Mucho más cerca de nosotros, los ejemplos de ese mismo mecanismo de asimilación entre la imagen y lo imaginado, por parte de sus propios agresores rituales, son igualmente numerosos. Llama la atención que en el completo resumen de martirilogios de Montero Moreno, el capítulo dedicado a los actos iconoclastas en sí se titule nada más y nada menos que «El martirio de las cosas». Los testimonios que se brindan en ese apartado abundan en lo atinado de la percepción que el mencionado título sugiere, que es la de que los objetos sagrados no fueron destruidos, sino atormentados y, finalmente, asesinados. Allí se narra, por ejemplo, como en el pueblo abulense de Herradón de Pinares, uno de los asaltantes a la iglesia parroquial espetó al sagrario diciéndole: «Ríndete. Hace tiempo que tenía ganas de vengarme de tí». Es enorme la cantidad de imágenes sagradas que, en las primeras semanas de la Guerra Civil, son fusiladas, ahogadas, colgadas del cuello, apuñaladas, apaleadas, enterradas, despedazadas a hachazos, torturadas... En la crónica de las agresiones iconoclastas en la provincia de Toledo se remarca como las imágenes son arrastradas por caballerías y apaleadas en el trayecto, como se les arrancan los ojos, como se las descuartiza y sus pedazos colgados por las paredes... .(. Rivera, La persecución religiosa en la Diócesis de Toledo, 1936-1939). En el Marirologio de Cuenca se narran multitud de ejemplos de cómo, en el verano del 36, a las imágenes se las trataba con «forma teológica» y «orden litúrgico»: «….con hachas, las astillaban, les cortaban las cabezas y con ellas jugaban a la pelota, les rompían los brazos y las piernas, o las ataban con cuerdas y las llevaban por las calles ; o las “fusilaban”, tirándoles con escopetas y pistolas...». Y son sólo algunos casos tomados de la tremenda explosión de furia iconoclasta que conoció nuestro país en el verano de 1936, alusión de lo más pertinente en este contexto, por el papel tan fundamental que tuvo Frederic Marés en el rescate de buena parte del tesoro artístico catalán en aquellos momentos, episodio al que se refiere de forma abundante en su libro El mundo fascinante del coleccionismo y las antigüedades..

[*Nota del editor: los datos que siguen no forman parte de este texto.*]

PR #2235, opened 2026-09-03
fix(cli): GC read-only chat runtime run dirs (skill-binary leak)

### LINKED ISSUE #1795: chat: GC for read-only per-run runtime dirs (skill-binary leak)
Follow-up to #1781 (merged 726ec099b1). `resolve_chat_runtime_paths` mints a fresh `data_dir/runtime/runs/<uuid>/` per read-only run, and skill bootstrap copies the full sibling skill-binary set (MB-scale × ~10 skills) into it. Nothing ever prunes `runtime/runs/`, so every `octos chat --sandbox read-only` invocation leaks a complete skill-binary set.

Options (from the #1781 review):
- keep-last-N / age-based GC of `runtime/runs/` at chat startup, or
- share a single bootstrap dir like `serve` does (sha256 staleness marker already handles refresh), trading the per-run isolation the PR chose for boundedness.

BH3GEI:
## Problem

Every `octos chat --sandbox read-only` mints a private run dir under `data_dir/runtime/runs/<uuid>/` (`resolve_chat_runtime_paths`), and skill bootstrap copies the full bundled skill-binary set (MB-scale × ~10 skills) into it. Nothing ever pruned `runtime/runs/`, so each read-only chat leaked one complete skill-binary copy.

## Root cause

The per-run isolation introduced for read-only chats (private `runtime/runs/<uuid>` subtree so concurrent sessions cannot race over generated skills) came with no eviction policy — dirs accumulated forever.

## Fix

At chat startup, prune `runtime/runs/` down to the newest 8 run dirs, with three guards so GC can never harm a live session or user data:

- **Liveness lock**: a read-only chat holds an exclusive flock on `<run_dir>/session.lock` for its whole lifetime; the pruner probes with a shared lock on a read-only fd and skips locked dirs. A long-lived session can no longer lose its skill binaries / spawn deliverables mid-run, even after newer runs push it out of the retention window. (First review round caught that a pure keep-last-N/age scheme could delete a live session's dir — this guard is the fix.)
- **Age from the run id, not mtime**: dir age is read from the embedded v7-UUID timestamp, which `cp -a`/`tar` cannot backdate and stray writes cannot refresh. Unknown age (non-v7 id, clock skew) → keep.
- **Ownership filter**: only canonical-UUID-named real directories (no symlinks) are prune candidates; anything else a user stashed there is left alone and never occupies a retention slot.

GC is best-effort: failures log a warning and never block chat startup. The retention floor trade-off is documented in the code (effective steady-state cap is `max(8, runs-per-24h)`).

## Test evidence

- 12 new unit tests in `commands::chat::tests`: retention window, current-run protection, age floor, embedded-timestamp-over-mtime, live-lock protection (incl. the exact regressed scenario: >24h-old live dir under the production min-age), dead-session leftover lock file removal, unknown-age (v4) keep, non-canonical UUID spelling ignored, symlink never followed, missing dir / stray file tolerance, lock only for read-only sessions.
- `cargo test -p octos-cli --lib`: 1638 passed; the single failure (`autonomy::agent_orchestrator::tests::sovereignty_provider_fail_open_when_unowned_default_branch`) is pre-existing on clean `origin/main` — it shells out to `git init` then `git checkout -b main`, which fails on machines whose git already defaults to `main` (`fatal: a branch named 'main' already exists`, reproduced on the unmodified baseline). Unrelated to this change.
- `cargo fmt --check` clean; `cargo clippy -p octos-cli --all-targets -- -D warnings` clean.

### End-to-end (real binary, `octos chat --sandbox read-only` against a seeded data dir)

- Baseline binary (origin/main): 12 stale run dirs → 12 remain (leak reproduced).
- Fixed binary: 12 stale dirs + new current dir → pruned to 9: the 4 oldest dead dirs removed, the newest 8 + current kept, and a stale dir **locked by a simulated live session survived** despite being the oldest prune candidate.

### Review

Two independent adversarial review rounds were run. Round 1 found the live-session eviction hole (major), stray-dir deletion/slot-squatting, and the mtime fragility — all fixed (liveness lock, UUID-canonicality filter, embedded-timestamp age). Round 2 verified those fixes and found 4 minor/nit issues — all addressed (shared-lock probe on a read-only fd so an unwritable lock file reads as "unknown → keep"; canonical-spelling check; doc note on the burst-retention trade-off; tests for old+live end-to-end, dead leftover lock, v4 unknown-age; failure logs raised to `warn!`).

One transparency note: during development, one new test (`lock_chat_run_dir_locks_only_read_only_sessions`) failed exactly once inside a full-suite run executed at peak machine load immediately after a full-workspace clippy build, without its panic message being captured. It has since passed 300 consecutive solo runs, ~27 full-suite runs (incl. 6 concurrent suites), and a 12,800-iteration adversarial stress harness driving the identical syscall sequence under a 32-thread flock storm — zero recurrences. The production code path is best-effort by design (any transient OS-level lock/fs failure degrades to the age floor with a warning), and the test asserts the intended semantics deterministically; the single failure is attributed to a transient OS-level resource error under extreme parallel load.

Closes #1795

### DIFF
--- a/crates/octos-cli/src/commands/chat.rs
+++ b/crates/octos-cli/src/commands/chat.rs
@@ -252,6 +252,142 @@ fn resolve_chat_runtime_paths(
     }
 }
 
+/// Upper bound on retained per-run dirs under `data_dir/runtime/runs/`.
+const RETAINED_CHAT_RUN_DIRS: usize = 8;
+
+/// A run dir younger than this is never pruned, so a burst of new chats
+/// within a day cannot evict a session's dir via the retention window alone.
+const MIN_CHAT_RUN_DIR_AGE: std::time::Duration = std::time::Duration::from_secs(24 * 60 * 60);
+
+/// Lock file a live read-only chat holds inside its run dir for the whole
+/// session; the pruner treats a held lock as "still in use" regardless of age
+/// or position in the retention window.
+const CHAT_RUN_LOCK_FILE: &str = "session.lock";
+
+/// Age of a run dir from its id's embedded v7-UUID timestamp (NOT the dir
+/// mtime, which `cp -a`/`tar` can backdate and stray writes can refresh).
+/// `None` — non-v7 id or a future timestamp from clock skew — means "age
+/// unknown": the dir is kept rather than guessed at.
+fn chat_run_dir_age(name: &str) -> Option<std::time::Duration> {
+    let (secs, _) = uuid::Uuid::parse_str(name).ok()?.get_timestamp()?.to_unix();
+    let created = std::time::UNIX_EPOCH + std::time::Duration::from_secs(secs);
+    Some(
+        std::time::SystemTime::now()
+            .duration_since(created)
+            .unwrap_or_default(),
+    )
+}
+
+/// Whether a live chat session holds `run_dir`'s [`CHAT_RUN_LOCK_FILE`].
+/// A missing lock file means no live session (only sessions create it); a
+/// lock released by process death acquires cleanly here and reads as dead.
+/// The probe is a SHARED lock on a read-only fd (an exclusive probe would
+/// need a writable fd, misreading an unwritable lock file as "dead"); any
+/// other open failure means "unknown" and errs toward keeping the dir.
+fn chat_run_dir_is_live(run_dir: &std::path::Path) -> bool {
+    match std::fs::OpenOptions::new()
+        .read(true)
+        .open(run_dir.join(CHAT_RUN_LOCK_FILE))
+    {
+        Ok(file) => fs2::FileExt::try_lock_shared(&file).is_err(),
+        Err(error) => error.kind() != std::io::ErrorKind::NotFound,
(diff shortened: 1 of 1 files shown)


anantheparty (approved):
Adversarial pre-merge review passed — exemplary fail-safe GC design. Every ambiguity errs toward keeping: liveness is a SHARED-lock probe on the session.lock a live chat holds (an exclusive probe would misread unwritable lock files as dead; process death releases cleanly), age comes from the v7-UUID embedded timestamp (dir mtime is backdatable via cp -a/tar), non-v7/future-timestamp/foreign-named dirs and open failures all mean keep, current_run_id is never a candidate, and prune failures log without blocking chat startup. The 24h age floor protects burst sessions from retention-window eviction. Tests pin the safety edges. This fixes the read-only chat skill-binary leak (MB-scale × ~10 skills per chat, never pruned). Approving — merging left to you per convention.

Issue #2237, opened 2026-09-03
goal_create refuses to start a new goal when the session's previous goal is `archived` — archived is terminal but the admission check only accepts `complete`


ZhangHanDong:
## Summary

`goal_create` admits a new goal only when no goal exists or the existing goal's status is
exactly `"complete"`. A goal that was archived (via `octos goal archive`, or the operator
transition RPC) has status `"archived"`, which the same orchestrator treats as terminal
everywhere else (`group_status_for_goal("archived") == Completed`). The admission check
therefore refuses with:

```
goal_create: cannot create a new goal because this session has an unfinished goal (status `archived`); complete or clear the existing goal first
```

The master cannot create a goal, `goal_update` rejects the stale card as well, and the
session is left driving peers without a goal envelope (no ledger, no `/goal stop`
close-out). The TUI header keeps showing the archived goal ("Goal: resume goal_01
(archived · …)") as if it were current.

## Environment

- Linux, `octos 2.0.3-rc.10 (917c02d4)` `--features api`, octoscode 0.3.0-rc.9
- Session `octos:local:tui#coding`, profile `octos`, instance `f182cc95436c22f7`

## Reproduction (observed 2026-09-04, OLP board entry #45)

1. Session had `goal_01` archived in an earlier campaign; supervisor view shows
   goal_01..04 as archived×2 / complete×2, none active.
2. New master turn is asked to `/goal` a fresh objective.
3. `goal_create` → error above. `goal_update` → rejected ("stale verdict").
4. Master reports honestly and proceeds with `peer_handoff` only; goal hygiene step
   `/goal stop` cannot be performed at close-out.

## Root cause

`crates/octos-cli/src/autonomy/agent_orchestrator.rs` L8992 (`model_create_goal`):

```rust
if existing.status != "complete" {
    return Err(format!("cannot create a new goal because this session has an unfinished goal (status `{}`) …", existing.status));
}
```

`archived` is a terminal status: L2250 maps the `archive` transition to `"archived"`,
L2318/L2336 treat it as a terminal prior state, and L14333 maps it to
`GroupStatus::Completed`. The admission predicate should be "no *unfinished* goal", but
it is implemented as "status is `complete`", so every terminal status other than
`complete` (at least `archived`; possibly `budget_limited` after archive) blocks creation.

## Expected behavior

- `goal_create` succeeds when the existing goal is in any terminal status
  (`complete`, `archived`); the "replace a finished goal mints a fresh goal id" path
[...]

PR #2238, opened 2026-09-03
docs(goal): goal_create description admits terminal archived goals (#2237)

BH3GEI:
The behavior fix landed via #2241 (goal_create treats archived as terminal). This PR is now narrowed to the remaining doc inaccuracy: GoalCreateTool's description still told the model a goal is replaced "only when it is already complete", which no longer matches the terminal-status predicate — archived goals are terminal too.

Refs #2237


anantheparty (approved):
The goal_tool.rs model-visible description sync from the #2238 supersession note — the description now matches the #2241-landed semantics (terminal = complete or archived). 2 lines, CI green. Approving — merging.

Y he aquí que Domi Mora vuelve a expresar aquella misma sensibilidad hacia la verdad oculta o disimulada tras el aparente hieratismo de ciertas imágenes las fuentes de cuyo poder y de la fascinación que ejercen son un enigma. En cuanto te descuidas, esea imágenes tan especiales como estas traspasan el umbral de esa vida que parecía que se limitaban a observar y que les observaba. En un momento dado cobran realidad, se escapan del dominio de lo meramente simbólico. Ya no se confornan con representar, sino que son; se convierten en lo que figuraban ser. Y entonces descubrimos que se mueven o se han movido. Se agitan levemente, tiemblan, se estremecen, experimentan espasmos minimos, apenas perceptibles, estremecimientos que nos estremecen. Por lo general, cuesta verlo, pero es por ello que nos resulta tan util la cámara de Domi Mora, cuya virtud se limita a hacernos notar cualidades imprevistas de lo que capta. En este caso, su lente mecánica nos da acceso a lo que nuestros ojos no pueden percibir en su torpeza: que las imágenes sagradas son sagradas porque no son imágenes. Un ánima las anima.